Review is copyright © 2019 by Wil C. Fry. All Rights Reserved.

Published: 2019.08.10; Updated: 2019.08.26

Home > Book Reviews > Linda Nicholson (ed.) > The Second Wave

Copyright © 2019 by Wil C. Fry. Some rights reserved.

★★★ (of 5)

Summary

This textbook, used in college courses like Feminist Theory, is a collection of 23 seminal essays from 1953 through 1997, intended for “more advanced undergraduate or graduate” students, “sophisticated students who wanted some sense of changes within feminist theory over time” (according to Nicholson’s preface). I found it still for sale at multiple popular online outlets, starting at $50 and higher.
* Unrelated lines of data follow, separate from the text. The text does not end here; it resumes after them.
PR #337, opened 2024-08-29
[OSMorphing] Check installed packages before installing packages

Cristi1324:
This PR adds check_installed_package for Redhat, Debian and SUSE.

### DIFF
--- a/coriolis/osmorphing/debian.py
+++ b/coriolis/osmorphing/debian.py
@@ -122,6 +122,14 @@ class BaseDebianMorphingTools(base.BaseLinuxOSMorphingTools):
             cfg_name = "%s/coriolis_netplan.yaml" % netplan_base
             self._write_file_sudo(cfg_name, new_cfg)
 
+    def get_installed_packages(self):
+        cmd = "dpkg-query -f '${binary:Package}\\n' -W"
+        try:
+            self.installed_packages = self._exec_cmd_chroot(
+                cmd).decode('utf-8').splitlines()
+        except exception.CoriolisException:
+            pass
+
     def pre_packages_install(self, package_names):
         super(BaseDebianMorphingTools, self).pre_packages_install(
             package_names)
--- a/coriolis/osmorphing/manager.py
+++ b/coriolis/osmorphing/manager.py
@@ -239,6 +239,11 @@ def morph_image(origin_provider, destination_provider, connection_info,
         LOG.info("Post packages uninstall")
         export_os_morphing_tools.post_packages_uninstall(packages_remove)
 
+    LOG.info("Checking for packages already installed")
+    import_os_morphing_tools.get_installed_packages()
+    packages_add = list(
+        set(packages_add) - set(import_os_morphing_tools.installed_packages))
+
     LOG.info("Pre packages install")
     import_os_morphing_tools.pre_packages_install(packages_add)
 
--- a/coriolis/osmorphing/redhat.py
+++ b/coriolis/osmorphing/redhat.py
@@ -209,15 +209,14 @@ class BaseRedHatMorphingTools(base.BaseLinuxOSMorphingTools):
                                                     mac_addresses)
         self._add_net_udev_rules(net_ifaces_info)
 
-    def _has_package_installed(self, package_name):
-        cmd = 'rpm -q %s' % ("".join(package_name))
+    def get_installed_packages(self):
+        cmd = 'rpm -qa --qf "%{NAME}\\n"'
         try:
-            self._exec_cmd_chroot(cmd)
-            return True
+            self.installed_packages = self._exec_cmd_chroot(
+                cmd).decode('utf-8').splitlines()
         except exception.CoriolisException:
-            LOG.warning(f"Package ${package_name} is not installed")
+            LOG.warning("Failed to get installed packages")
             LOG.trace(utils.get_exception_details())
-            return False
 
     def _yum_install(self, package_names, enable_repos=[]):
         try:
@@ -295,7 +294,7 @@ class BaseRedHatMorphingTools(base.BaseLinuxOSMorphingTools):
         super(BaseRedHatMorphingTools, self).pre_packages_install(
             package_names)
         self._yum_clean_all()
-        if not self._has_package_installed('grubby'):
+        if 'grubby' not in self.installed_packages:
             self._yum_install(['grubby'])
         else:
             LOG.debug("Skipping package 'grubby' as it's already installed")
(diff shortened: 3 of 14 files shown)


coriolis/osmorphing/debian.py
```diff
@@ -122,6 +122,14 @@ def set_net_config(self, nics_info, dhcp):
             cfg_name = "%s/coriolis_netplan.yaml" % netplan_base
             self._write_file_sudo(cfg_name, new_cfg)
 
+    def check_installed_package(self, package_name):
+        cmd = 'dpkg-query -W %s' % ("".join(package_name))
```
Dany9966, line 126: I think it would be better to just send a single command that lists all the packages installed on the migrated system. Parse that list and save it on the tools object. Then when you need to check a package, you just do a `if package in self.installed_packages: return` or do a set difference like below to get the list of packages that need to be installed. 

The point of this is to send a minimum amount of SSH commands, instead of sending N+1commands for each package we want to install. For Debian-based, you can use `apt list --installed`, please check a command for the others too.

Dany9966: You also don't need to `"".join(package_name)` here, you can simply pass the string value to the string format.

Dany9966 (changes requested):

coriolis/osmorphing/manager.py
```diff
@@ -239,6 +239,10 @@ def morph_image(origin_provider, destination_provider, connection_info,
         LOG.info("Post packages uninstall")
         export_os_morphing_tools.post_packages_uninstall(packages_remove)
 
+    LOG.info("Checking for packages already installed")
+    packages_add = import_os_morphing_tools.check_installed_packages(
```
Dany9966, line 243: You can replace this with calling `get_installed_packages`, and then only install the set difference

coriolis/osmorphing/redhat.py
```diff
@@ -209,15 +209,14 @@ def set_net_config(self, nics_info, dhcp):
                                                     mac_addresses)
         self._add_net_udev_rules(net_ifaces_info)
 
-    def _has_package_installed(self, package_name):
-        cmd = 'rpm -q %s' % ("".join(package_name))
+    def get_installed_packages(self):
+        cmd = 'rpm -qa'
```
Dany9966, line 213: You can finetune this command also to only get the list of package names:
```
rpm -qa --qf '%{NAME}\n'
```

coriolis/osmorphing/redhat.py
```diff
@@ -295,7 +294,7 @@ def pre_packages_install(self, package_names):
         super(BaseRedHatMorphingTools, self).pre_packages_install(
             package_names)
         self._yum_clean_all()
-        if not self._has_package_installed('grubby'):
+        if not any('grubby' in package for package in self.installed_packages):
```
Dany9966, line 297: As mentioned above, you can just check if 'grubby` is in `self.installed_packages`. Do please check the package name string as a whole, as this could have buggy results. Let's say your list has a package called 'grubby-somethhing', but you need 'grubby' package instead, this code would skip that install.

coriolis/osmorphing/suse.py
```diff
@@ -65,6 +65,15 @@ def set_net_config(self, nics_info, dhcp):
         # TODO(alexpilotti): add networking support
         pass
 
+    def get_installed_packages(self):
+        cmd = 'rpm -qa'
```
Dany9966, line 69: Make this the same as redhat please.

Dany9966 (changes requested):

coriolis/osmorphing/redhat.py
```diff
@@ -209,15 +209,17 @@ def set_net_config(self, nics_info, dhcp):
                                                     mac_addresses)
         self._add_net_udev_rules(net_ifaces_info)
 
-    def _has_package_installed(self, package_name):
-        cmd = 'rpm -q %s' % ("".join(package_name))
+    def get_installed_packages(self):
+        cmd = 'rpm -qa --qf \'%{NAME}\n\''
```
Dany9966, line 213: This is most probably going to fail. If it does, please try:
```python
cmd = 'rpm -qa --qf "%{NAME}\\n"'
```

Dany9966 (changes requested):

coriolis/osmorphing/debian.py
```diff
@@ -122,6 +122,17 @@ def set_net_config(self, nics_info, dhcp):
             cfg_name = "%s/coriolis_netplan.yaml" % netplan_base
             self._write_file_sudo(cfg_name, new_cfg)
 
+    def get_installed_packages(self):
+        cmd = "dpkg-query -f '${binary:Package}\n' -W"
+        try:
+            apt_list_output = self._exec_cmd_chroot(
```
Dany9966, line 128: Also, could you please check whether you could do the following:
```python
apt_list_output = self._exec_cmd_chroot(cmd).decode().splitlines()
```
This way, you only call for `decode()` once.

coriolis/osmorphing/manager.py
```diff
@@ -239,6 +239,13 @@ def morph_image(origin_provider, destination_provider, connection_info,
         LOG.info("Post packages uninstall")
         export_os_morphing_tools.post_packages_uninstall(packages_remove)
 
+    LOG.info("Checking for packages already installed")
+    import_os_morphing_tools.get_installed_packages()
+    LOG.info("Packages already installed: %s" %
```
Dany9966, line 244: This could be a big list, please remove it.

coriolis/osmorphing/redhat.py
```diff
@@ -209,15 +209,17 @@ def set_net_config(self, nics_info, dhcp):
...
 
-    def _has_package_installed(self, package_name):
-        cmd = 'rpm -q %s' % ("".join(package_name))
+    def get_installed_packages(self):
+        cmd = 'rpm -qa --qf "%{NAME}\n"'
         try:
-            self._exec_cmd_chroot(cmd)
-            return True
+            apt_list_output = self._exec_cmd_chroot(
+                cmd).splitlines()
```
Dany9966, line 216: Same as above about the `decode()`

coriolis/osmorphing/suse.py
```diff
@@ -65,6 +65,18 @@ def set_net_config(self, nics_info, dhcp):
         # TODO(alexpilotti): add networking support
         pass
 
+    def get_installed_packages(self):
+        cmd = 'rpm -qa --qf \'%{NAME}\n\''
+        try:
+            apt_list_output = self._exec_cmd_chroot(
+                cmd).splitlines()
```
Dany9966, line 72: Same as above about the `decode()`

Dany9966 (changes requested):

Dany9966 (commented):
LGTM. If your testing also looks good, please go ahead and update the unit tests also.

Dany9966 (approved):
LGTM! Thank you!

I happened upon a free copy — my wife still had it from her college years. (Such a text probably wouldn’t have been allowed on my college’s campus.)

For the unitiated, second-wave feminism is the name given to feminism in the early 1960s and onward — as feminism moved beyond the early, basic rights of voting and owning property toward other inequalities that continued to face women: reproductive rights, domestic violence, marital rape, custody and divorce law, etc. (It was replaced by the “third wave”, beginning at some point in the late 1980s or 1990s — depending on who’s making the classification.)
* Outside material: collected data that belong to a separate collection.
PR #340, opened 2024-09-16
`OSMount` - Fix handling of non-existent devices

mihaelabalutoiu:
This PR implements the following updates:
* Added a check to verify the existence of the `device` before attempting to `mount` it;
* Included a `unit test` for this scenario;


Dany9966 (approved):
LGTM!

Why would I read a book like this, you might ask? The same reason I would read any non-fiction book: to learn something. To be forced to think. To keep my mind active. This book provided all of that and more.

Commentary

The style is almost entirely heavily academic. At no point were any of the authors attempting to be accessible to lay readers. It uses phrases like “correlative unit” and innumerable weighty words like “cathected”, “conceptualism”, “contrapuntal”, “detumescence”, “dyad”, “epistemology”, “formalizable”, “generativity”, “haecceity”, “intrapsychic”, “introjection”, “nonessentialized”, “noumena”, “parturitive”, “phallocratic”, “positionality”, “scoptophilic”, and yes, even “vinculum”. Some I had seen before; for others I utilized dictionaries.
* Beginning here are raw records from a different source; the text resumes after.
PR #1497, opened 2022-04-08
DUOS-1594[risk=no] Refactor serial ontology calls to use bulk id param

JVThomas:
Addresses [DUOS-1594](https://broadworkbench.atlassian.net/browse/DUOS-1594)

PR swaps out old ontology request flow (parallel async requests, one for each ontology) with a single API request with a separated ids as an id param.

- Verify all tests go green

### DIFF
--- a/src/libs/dataUseTranslation.js
+++ b/src/libs/dataUseTranslation.js
@@ -1,4 +1,4 @@
-import {isNil, isEmpty, filter, join, concat, clone, uniq, head} from 'lodash/fp';
+import {isNil, isEmpty, filter, join, concat, clone, uniq, head, flow} from 'lodash/fp';
 import { searchOntology } from './ontologyService';
 import { Notifications } from './utils';
 
@@ -162,12 +162,13 @@ export const consentTranslations = {
   }
 };
 
-const getOntologyName = async(obolibraryURL) => {
-  const ontology = await searchOntology(obolibraryURL);
-  return ontology.label;
+const getOntologyName = async(urls) => {
+  const joinedUrls = urls.join(',');
+  const ontology = await searchOntology(joinedUrls);
+  return ontology.map(data => data.label);
 };
 
-export const processRestrictionStatements = async (key, dataUse, ontologyMap = {}) => {
+export const processRestrictionStatements = async (key, dataUse) => {
   let resp;
   let value = dataUse[key];
   /*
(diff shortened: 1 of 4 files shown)


src/libs/dataUseTranslation.js
```diff
@@ -162,12 +162,13 @@ export const consentTranslations = {
...
 };
 
-const getOntologyName = async(obolibraryURL) => {
-  const ontology = await searchOntology(obolibraryURL);
-  return ontology.label;
+const getOntologyName = async(urls) => {
+  const joinedUrls = urls.join(',');
+  const ontology = await searchOntology(joinedUrls);
+  return ontology.map(data => data.label);
 };
```
rushtong: ToL: the new API can accept a shortened version with just the DOIDs which might be something to consider for an optimization. For some of our current insane dev DARs, we have hundreds of ontologies which can translate to thousands of characters if we use the full url (see https://stackoverflow.com/questions/812925/what-is-the-maximum-possible-length-of-a-query-string#:~:text=Although%20officially%20there%20is%20no,a%20max%20of%202048%20characters.)

rushtong: On the Dataset side, there are no problematic cases where the urls would exceed 1024 characters so the dataset registration page is not affected. 
On the DAR side, we'll start hitting problems with ~26 or more datasets (1024/39). The Dar Collection Review page uses this code so there is a risk of breakage here with large DAR Collections.

rushtong (approved):
Code looks good aside from the query string length issue. I'm fine approving this as is and tackling a shortened version of the url in a subsequent ticket/PR.

quazi-h (approved):
Changes look good to me

src/libs/ontologyService.js
```diff
@@ -7,10 +7,22 @@ export async function searchOntology(obolibraryURL) {
...
 }
 
+export function extractDOIDFromUrl(urls) {
+  const doidArr = [];
+  urls.forEach(url => {
+    const startIdx = url.search(/DOID_\d+/);
+    if (startIdx > -1) {
+      doidArr.push(url.slice(startIdx));
+    }
+  });
```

Unless you’re a super-genius, this isn’t a book you can read in an afternoon or even a weekend. In my case, it took months — mainly because I took breaks between essays to read other books (lighter fare). My mind required these breaks to rest from this one. The following is a representative passage:

“Such ambiguities in the meaning of key words in Marx’s theory in turn make possible certain serious problems within the theory. In particular, they enable Marx to falsely project features of capitalist society onto all societies, and with most relevance for the purposes of this essay, to cross-culturally project the autonomization and primacy of the economic in capitalist societies. This point is illustrated by examining Marx’s claim that ‘the changes in the economic foundation lead sooner or later to the transformation of the whole immense superstructure.’ This claim is intended as a universal claim of social theory, i.e. it is meant to state that in all societies there is a certain relation between the ‘economy’ and the ‘superstructure’. If we interpret ‘economy’ here to refer to ‘all activities necessary to meet the conditions of human survival’, the claim is non-problematic but trivial.”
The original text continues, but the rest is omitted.